George Sutton, het biljartwonder zonder handen, maakte op 17 januari 1921 te New-York een serie van 799 caramboles op match-biljart, cadre, en heeft een serie van 3009 punten, match-biljart, libre, op zijn naam.
Op onderstaande video kunt u hem in ’t “echt” bezig zien:
Een goed biljart
(Uit Het Biljart juli 1913)
De kwaliteit van een biljart was vroeger toch wel anders dan tegenwoordig en met name het ontbreken van verwarming. Men zocht hier allerlei oplossingen voor (zie hieronder) en bedenk dat dit stuk 93 jaar geleden is geschreven. Voor de authenticiteit laat ik de oude spelling intact.
Wat wij biljarters dan onder een goed biljart verstaan, is spoedig gezegd. Een tafel is naar ons idee dan pas goed, wanneer hij in alle opzichten correct loopt. Dat dit correcte loopen een uitvloeisel is van zuiver waterpasstellen, van prima laken, geregeld rein gehouden, van prima ballen, prima banden, etc., wij weten ’t allen. Er komt echter nog iets anders bij, n.l. de temperatuur en het vochtigheidsgehalte. Twee zeer groote factoren.
Zet een, in alle opzichten, prima biljart in een vochtige ruimte en binnen enkele uren na plaatsing is het voor 1e klas spelers ongenietbaar .Nu ja, men kan er wel een partijtje op rollen, maar is niet dat, wat men verlangt.
Een nat laken en kleffe ballen leenen zich nu eenmaal niet voor een 1e klasse partij. De ballen kleven vast, er zit geen schot in. Iedere stoot komt anders uit dan men bedoelt.
Om deze traagheid van ’t biljart op te heffen, gaat men ’t biljart verwarmen.
Dit verwarmen, dat tot gevolg heeft, dat ’t laken, droog en boven kamertemperatuur komt, geschiedt naar mijne meening, nog op zeer primitieve wijze.
Immers de meest gebruikelijke weg, heden ten dage, is die door middel van waxinelichtjes direkt onder de lei aan te brengen. Een andere methode, welke men o.a. in de biljartzaal van Krasnapolsky kan bewonderen, is die door middel van de Oud-Hollandsche “test met vuur” geplaatst op een paar metselsteenen. Een zeer aestetisch gezicht opleverend. Intusschen mag niet ontkend, dat deze laatste methode, mits sterk genoeg, te prefereeren valt boven eerstgenoemde.
Wat toch gebeurt bij de verwarming met kaarsjes?
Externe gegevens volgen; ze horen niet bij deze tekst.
PR #1791, opened 2023-05-07
Develop

ctgdprzyb:
[DEMO LINK](https://ctgdprzyb.github.io/react_static-list-of-posts/)

I've technically managed to get the site to render properly, but I've yet to split CSS styles to separate files, and I implemented comments wrong (as in, they work, but it's not done the way the task expects me to - I glossed over that bit).

I'll fix that, but for now here's the working thing.

### DIFF
--- a/src/App.tsx
+++ b/src/App.tsx
@@ -2,9 +2,24 @@ import React from 'react';
 
 import './App.scss';
 
-// import postsFromServer from './api/posts';
+import { Post } from './types/Post';
+import { User } from './types/User';
+
+import postsFromServer from './api/posts';
 // import commentsFromServer from './api/comments';
-// import usersFromServer from './api/users';
+import usersFromServer from './api/users';
+
+function getUser(userId: number): User | null {
+  const foundUser = usersFromServer.find(user => user.id === userId);
+
+  // if there is no user with a given userId
+  return foundUser || null;
+}
+
+export const todos: Post[] = postsFromServer.map(post => ({
+  ...post,
+  user: getUser(post.userId),
+}));
 
 export const App: React.FC = () => (
   <section className="App">
--- a/src/App.tsx
+++ b/src/App.tsx
@@ -8,6 +8,7 @@ import { User } from './types/User';
 import postsFromServer from './api/posts';
 // import commentsFromServer from './api/comments';
 import usersFromServer from './api/users';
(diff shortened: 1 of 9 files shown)


src/App.tsx
```diff
@@ -2,108 +2,43 @@ import React from 'react';
...
-
-        <hr />
+import postsFromServer from './api/posts';
+import commentsFromServer from './api/comments';
+import usersFromServer from './api/users';
+import { PostList } from './components/PostList';
 
-        <b data-cy="NoCommentsMessage">No comments yet</b>
-      </div>
+function getUser(userId: number): User | null {
```
d-wasilewski, line 14: function names, checklist

src/App.tsx
```diff
@@ -2,108 +2,43 @@ import React from 'react';
...
+  ));
 
-            <a className="UserInfo" href="mailto:Julianne.OConner@kory.org">
-              Patricia Lebsack
-            </a>
-          </p>
-        </div>
+  if (comments.length > 0) {
+    return comments;
+  }
```
d-wasilewski, line 27: you dont need to do this, you can return an array even when it's empty. This will probably solve a lot of problems here

src/App.tsx
```diff
@@ -2,108 +2,43 @@ import React from 'react';
...
-              quia molestiae reprehenderit quasi aspernatur aut expedita
-              occaecati aliquam eveniet laudantium omnis quibusdam delectus
-              saepe quia accusamus maiores nam est cum et ducimus et vero
-              voluptates excepturi deleniti ratione
-            </div>
-          </div>
-        </div>
-      </div>
-    </div>
+    <PostList postList={posts} />
```
d-wasilewski, line 42:
```suggestion
    <PostList posts={posts} />
```

src/components/PostInfo/PostInfo.tsx
```diff
@@ -1,5 +1,44 @@
...
+
+        {user ? <UserInfo userInfo={user} /> : undefined}
+      </p>
+    </div>
+
+    <p className="PostInfo__body">
+      {body}
+    </p>
+
+    { comments
```
d-wasilewski, line 31: check for `comment.length`. It's the only way to check if an array is truthy or falsy in the way you want it

d-wasilewski (changes requested):

PR #1804, opened 2023-05-11
solution

Roman-Kulchytskyi:
https://roman-kulchytskyi.github.io/react_static-list-of-posts/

Deze welke op dwarslatten geplaatst worden, direkt onder de lei, verwarmen deze slechts plaatselijk, zoo-dat men betrekkelijk heel warme naast koele plekken verkrijgt. Afgezien van ’t gevaar van barsten van de lei door deze ongelijkmatige verwarming, lijkt mij deze methode niet ten volle aan ’t doel te beantwoorden.
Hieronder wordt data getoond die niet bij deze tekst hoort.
PR #1806, opened 2023-05-12
Solution

IrynaK-a:
[DEMO LINK](https://IrynaK-a.github.io/react_static-list-of-posts/)

### DIFF
--- a/src/components/CommentInfo/CommentInfo.tsx
+++ b/src/components/CommentInfo/CommentInfo.tsx
@@ -1,5 +1,30 @@
 import React from 'react';
 
-export const CommentInfo: React.FC = () => (
-  <>Put the comment here</>
+import { Comment } from '../../types/Comment';
+
+type Props = {
+  comment: Comment,
+};
+
+export const CommentInfo: React.FC<Props> = ({ comment }) => (
+  <>
+    <div className="CommentInfo__title">
+      <strong className="CommentInfo__name">
+        {comment.name}
+      </strong>
+
+      {' by '}
+
+      <a
+        className="CommentInfo__email"
+        href={`mailto:${comment.email}`}
+      >
+        {comment.email}
+      </a>
+    </div>
+
+    <div className="CommentInfo__body">
+      {comment.body}
+    </div>
+  </>
 );
--- a/src/components/PostList/PostList.tsx
+++ b/src/components/PostList/PostList.tsx
@@ -1,5 +1,44 @@
 import React from 'react';
 
-export const PostList: React.FC = () => (
-  <>Put the list here</>
+import { PostInfo } from '../PostInfo';
+import { Post } from '../../types/Post';
+import { User } from '../../types/User';
+import { Comment } from '../../types/Comment';
+
+type Props = {
+  posts: Post[],
+  comments: Comment[],
+  users: User[],
+};
+
+export const PostList: React.FC<Props> = ({
+  posts,
+  users,
+  comments,
+}) => (
+  <div className="PostList">
+    {posts.map(postItem => {
+      const user = users.find(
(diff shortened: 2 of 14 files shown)


src/components/CommentInfo/CommentInfo.tsx
```diff
@@ -1,5 +1,30 @@
...
+
+type Props = {
+  comment: Comment,
+};
+
+export const CommentInfo: React.FC<Props> = ({ comment }) => (
+  <>
+    <div className="CommentInfo__title">
+      <strong className="CommentInfo__name">
+        {comment.name}
```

Over deze inderdaad “question brulante” nadenkende, kwam ik op een idee, dat ik aan de publiciteit wensch prijs te geven. Mogelijk dat eenig fabrikant er de juistheid van inziet en in toepassing brengt. (Laat ik tusschen twee haakjes even opmerken, ik mijn idee gratis, om niet, cadeau geef en het niet gepatenteerd heb). Ik stel mij dan als eene juiste verwarming, slechts de indirekte voor, en wel als volgt:
Men brenge onder ’t biljart op circa 5 a 10 cm afstand van de lei, een ijzeren plaat aan, passende tusschen de lagers. Deze plaat worde dan van onderen, dus aan de buitenzijde verhit, ’t gevolg zal zijn dat de ruimte tusschen lei en plaat gevuld zal worden met heete lucht, die de lei over haar geheele lengte en breedte gelijkmatig zal verwarmen.
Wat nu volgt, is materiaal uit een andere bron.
PR #1846, opened 2023-06-07
add solution

ivankhrsh:
[DEMO LINK](https://ivankhrsh.github.io/react_static-list-of-posts/)

### DIFF
--- a/src/App.tsx
+++ b/src/App.tsx
@@ -2,108 +2,40 @@ import React from 'react';
 
 import './App.scss';
 
-// import postsFromServer from './api/posts';
-// import commentsFromServer from './api/comments';
-// import usersFromServer from './api/users';
+import postsFromServer from './api/posts';
+import commentsFromServer from './api/comments';
+import usersFromServer from './api/users';
+
+import { User } from './types/User';
+import { Comment } from './types/Comment';
+import { PostList } from './components/PostList';
+import { PostPrepared } from './types/postsPrepared';
+
+function getUserById(userId: number): User | null {
+  const foundUser = usersFromServer.find(user => user.id === userId);
+
+  return foundUser || null;
+}
+
+function getCommentById(postId: number): Comment[] | null {
+  const foundComments = commentsFromServer
+    .filter(comment => comment.postId === postId);
+
+  return foundComments || null;
+}
+
+export const postsPrepared: PostPrepared[] = postsFromServer.map(post => ({
+  ...post,
+  user: getUserById(post.userId),
+  comments: getCommentById(post.id),
+}));
 
 export const App: React.FC = () => (
   <section className="App">
     <h1 className="App__title">Static list of posts</h1>
 
     <div className="PostList">
-      <div className="PostInfo">
-        <div className="PostInfo__header">
-          <h3 className="PostInfo__title">qui est esse</h3>
-
-          <p>
-            {' Posted by  '}
-
-            <a className="UserInfo" href="mailto:Sincere@april.biz">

Hoe men de plaat zal verhitten is bijzaak. Men kan dit doen door gasvlammen daaronder te brengen, hetgeen vóór heeft dat men de hitte kan regelen, men kan ook door testen met vuur of waxine-lichtjes in voldoende hoeveelheid, de oplossing vinden. Hoofdzaak is dat de verwarmingsbron niet direkt op de lei kan inwerken.
Ik stel mij volstrekt niet voor, waarde lezer, met deze regelen in den breede te hebben toegelicht, wat er zooal tot het verkrijgen van een goed biljart behoort, ik zou daartoe afgezien van de technische quaestie, te veel plaatsruimte vergen; ik heb slechts getracht op een kardinaal punt uwe aandacht te vestigen, een zaak waarop niet genoeg gehamerd kan worden, zoolang er nog directie’s van biljartinrichtingen bestaan, die ’t gewicht daarvan niet beseffen.
Een biljartwonder voor den rechter
( Uit de Biljartrevue juli 1939)
(Een jeugdzonde van de latere topbiljarter Kees de Ruijter)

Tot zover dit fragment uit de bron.